The unwanted European fencing championships
June 15, 2023For months, the decision to readmit fencers from Russia and its ally Belarus has caused chaos and uncertainty for those hoping to qualify for next year's Paris Olympics.
This Friday, all of that will come to a head when the Bulgarian city of Plovdiv hosts the sport's European championships — in individual competitions only — thanks to a last-minute addition to the calendar that is disrupting the preparations of fencers all over Europe.
That disruption is particularly acute for Ukrainian fencers. It has been confirmed that they won't take part in disciplines featuring the Russians, in line with a sporting boycott imposed by the Ukrainian government in April.
"It's very difficult," Olga Kharlan, a two-time Olympic bronze medalist in the individual sabre, told DW. "I would like to compete, it's very important for Olympic qualification. It's our future."
"From the other side, we also want to show the world that a country which is a terrorist state can't participate in competitions when the war is still going on.
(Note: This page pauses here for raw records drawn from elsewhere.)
PR #197, opened 2018-01-04
alias for strict request params by ES version

elireisman:
for caller-side shims removing illegal unexpected req params when talking to ES5+ needed for `:read_timeout` for `native_delete_by_query`, `:timeout` for `_count` and `_refresh` params, and others (gh/gh PR for this on the way once this is checked in)

### DIFF
--- a/lib/elastomer/version_support.rb
+++ b/lib/elastomer/version_support.rb
@@ -135,6 +135,11 @@ module Elastomer
     end
 
     # COMPATIBILITY
+    #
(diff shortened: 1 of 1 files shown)


elireisman:
thanks, looking into it with dev-exp now!

elireisman:
no answer yet from dev-exp folks but after my other gh/gh deploy I reran this and this time it went through, so guessing the fails are temp anyway. pushing this out & closing

PR #198, opened 2018-01-11
Request Parameter Validation

TwP:
This PR implements validation of the request parameters before sending requests to the Elasticsearch REST API endpoints. Specifically, it ensures that we only send parameters that Elasticsearch is expecting.

There are two parts to this implementation.

### REST API Spec Generator

Elasticsearch declares a [REST API Spec](https://github.com/elastic/elasticsearch/tree/master/rest-api-spec/src/main/resources/rest-api-spec/api) which is a collection of JSON files describing the URLs and parameters that Elasticsearch understands. This PR introduces the [`script/generate-rest-api-spec`](https://github.com/github/elastomer-client/blob/parameter-validation/script/generate-rest-api-spec) script which downloads these JSON documents and parses them into Ruby classes usable by `elastomer-client`.

The generator script produces an [`ApiSpec`](https://github.com/github/elastomer-client/blob/parameter-validation/lib/elastomer/client/rest_api_spec/api_spec.rb) class that contains descriptions of all the [`RestApi`](https://github.com/github/elastomer-client/blob/parameter-validation/lib/elastomer/client/rest_api_spec/rest_api.rb) endpoints. The versions generated thus far are:

* [`ApiSpecV2_3`](https://github.com/github/elastomer-client/blob/parameter-validation/lib/elastomer/client/rest_api_spec/api_spec_v2_3.rb)
* [`ApiSpecV2_4`](https://github.com/github/elastomer-client/blob/parameter-validation/lib/elastomer/client/rest_api_spec/api_spec_v2_4.rb)
* [`ApiSpecV5_6`](https://github.com/github/elastomer-client/blob/parameter-validation/lib/elastomer/client/rest_api_spec/api_spec_v5_6.rb)

The specific API spec version is lazily loaded by the [`Elastomer::Client#api_spec`](https://github.com/github/elastomer-client/blob/parameter-validation/lib/elastomer/client.rb#L102) method. 

### Selecting Params

Each invocation of the [`Elastomer::Client#request`](https://github.com/github/elastomer-client/blob/parameter-validation/lib/elastomer/client.rb#L204) method now passes along a `:rest_api` identifier. This identifier is used to lookup the appropriate `RestApi` descriptor from the `ApiSpec`. The request parameters are filtered according the API spec.

You can find this filtering in the [`Elastomer::Client#expand_path`](https://github.com/github/elastomer-client/blob/parameter-validation/lib/elastomer/client.rb#L343) method.

### Remaining Tasks

What remains now is to add this `:rest_api` identifier to **all** the client requests made in the `elastomer-client` gem. This is a bit of detail work and it should be done in a day.

With this parameter validation in place, we can revisit the logic implemented in the [`VersionSupport`](https://github.com/github/elastomer-client/blob/parameter-validation/lib/elastomer/version_support.rb) class.

/cc @elireisman && @look

### DIFF
--- a/lib/elastomer/client/rest_api_spec.rb
+++ b/lib/elastomer/client/rest_api_spec.rb
@@ -24,7 +24,7 @@ module Elastomer
       # Internal: Load the specific ApiSpec version class for the given version.
       def self.load_api_spec(version)
         path = File.expand_path("../rest_api_spec/api_spec_v#{to_class_version(version)}.rb", __FILE__)
-        if File.exists? path
+        if File.exist? path
           load path
         else
           raise RuntimeError, "Unsupported REST API spec version: #{version}"
--- a/lib/elastomer/client/rest_api_spec.rb
+++ b/lib/elastomer/client/rest_api_spec.rb
@@ -6,3 +6,6 @@ module Elastomer
     end
   end
 end
+
+require_relative "rest_api_spec/api_spec"
+require_relative "rest_api_spec/rest_api"
--- a/lib/elastomer/client/rest_api_spec.rb
+++ b/lib/elastomer/client/rest_api_spec.rb
@@ -2,9 +2,15 @@
 module Elastomer
   class Client
 
-    # Provides access to the versioned RES API specs for Elasticsearch.
+    # Provides access to the versioned REST API specs for Elasticsearch.
     module RestApiSpec
 
+      # Returns an ApiSpec instance for the given Elasticsearcion version. This
+      # method will load the ApiSpec version class if it has not already been
+      # defined. This prevents bloat by only loading the version specs that are
+      # needed.
+      #
+      # Because of this lazy loading, this method is _not_ thread safe.
       #
       # version - the Elasticsearch version String
       #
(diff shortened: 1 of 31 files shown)


lib/elastomer/client/rest_api_spec.rb
```diff
@@ -0,0 +1,40 @@
+
+module Elastomer
+  class Client
+
+    # Provides access to the versioned RES API specs for Elasticsearch.
```
elireisman: typo: missing T in _REST_

elireisman:
one other thing we might do for end users is add a README section (or a sub README `script/`?) detailing pulling down, generating, and checking in an new spec?

elireisman:
👀 the new changes, LGTM!

TwP:
Turns out that the `timeout` parameter is missing from the REST API spec JSON files for the `tasks.list` and `tasks.get` API endpoints: https://github.com/elastic/elasticsearch/issues/28200

I'm going to manually add the `timeout` param to our generated `api_specV5_6.rb` ruby classes (just using 5.6 as an example).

It's impossible right now."
'Taking the side of one country'
Kharlan says she will now focus her efforts on a second — or rather, the original — European championships taking place at the European Games in Krakow, Poland, later this month.
However, because Russian and Belarusian fencers were banned from taking part by Games organizers, the International Fencing Federation (FIE) ruled that the individual competitions won't count towards Olympic qualification.
That is a problem for Kharlan and her compatriots, because continental championships make up a big slice of the ranking points used to determine who goes to the Olympics. She acknowledges that her individual chances are effectively now "ruined."
"As you can see, the FIE does everything to let Russians come back," Kharlan said. "Because of this country they have changed everything. They force the whole continent to go to another competition. It's totally taking the side of one country."
"The FIE just closes its eyes to the war and what is going on in the world," she added. "The FIE can do whatever they want. But I hope someday it will change and people will make them act. Otherwise, it will always be like this."
IOC's Bach: Sport works with Russians and Belarusians
The current chaos in fencing appears at odds with recent comments by Thomas Bach, the president of the International Olympic Committee (IOC). He told a gathering of sports officials last month that many sports had "very successfully" implemented his organization's recommendations, calling out the "naysayers who want to make people believe that it would never work."
Those recommendations, while permitting some individuals to compete as neutrals, include not allowing teams from Russia and Belarus (which is why there will be no team competitions in Plovdiv), as well as anyone who has actively supported the war or who is contracted to the military.
As the saying goes, you cannot please all of the people all of the time. But as the situation in fencing is showing, nobody is pleased at the moment — not even the Russians.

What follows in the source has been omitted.